## [RECORD EXCERPTS]
++++++++++

PR #1434, opened 2020-07-16
Remove vlog file if bootstrap, syncDir or mmap fails

jarifibrahim:
The `createVlogFile` function creates a new vlog file. The function apart
from creating a new file, bootstraps it, syncs it to the disk, and mmaps it.

If any of the three operations fail, we will end up with a file on the
disk but the vlog.maxFid will not be updated.

On the next attempt to create the vlog files, we will get a "File
already exists" error. This commit fixes this issue by removing the file
if `createVlogFile` encounters any error.

Fixes DGRAPH-1930

---
This change is [Reviewable](https://reviewable.io/reviews/dgraph-io/badger/1434)

### DIFF
--- a/value.go
+++ b/value.go
@@ -1000,14 +1000,26 @@ func (vlog *valueLog) createVlogFile(fid uint32) (*logFile, error) {
 		return nil, errFile(err, lf.path, "Create value log file")
 	}
 
+	removeFile := func() {
+		// Remove the file so that we don't get an error when createVlogFile is
+		// called for the same fid, again. This could happen if there is an
+		// transient error because of which we couldn't create a new file
+		// and the second attempt to create the file succeeds.
+		os.Remove(lf.fd.Name())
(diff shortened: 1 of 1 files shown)


value.go
```diff
@@ -1000,14 +1000,26 @@ func (vlog *valueLog) createVlogFile(fid uint32) (*logFile, error) {
 		return nil, errFile(err, lf.path, "Create value log file")
 	}
 
+	removeFile := func() {
```
jarifibrahim, line 1003: Add test for this.

jarifibrahim: I tried to add a test by setting ulimit but this will be difficult for two reasons
1. `ulimit` is set per process. If I set the `ulimit` for a test, it might affect other tests too.
2. It's hard to set the correct `ulimit` and the test wouldn't fail even if the limit is off by 1.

++++++++++

Go through the material above, and wherever a line contains the string "error", return it.

## [WRITTEN RESPONSE]
already exists" error. This commit fixes this issue by removing the file
if `createVlogFile` encounters any error.
@@ -1000,14 +1000,26 @@ func (vlog *valueLog) createVlogFile(fid uint32) (*logFile, error) {
+		// Remove the file so that we don't get an error when createVlogFile is
+		// transient error because of which we couldn't create a new file
@@ -1000,14 +1000,26 @@ func (vlog *valueLog) createVlogFile(fid uint32) (*logFile, error) {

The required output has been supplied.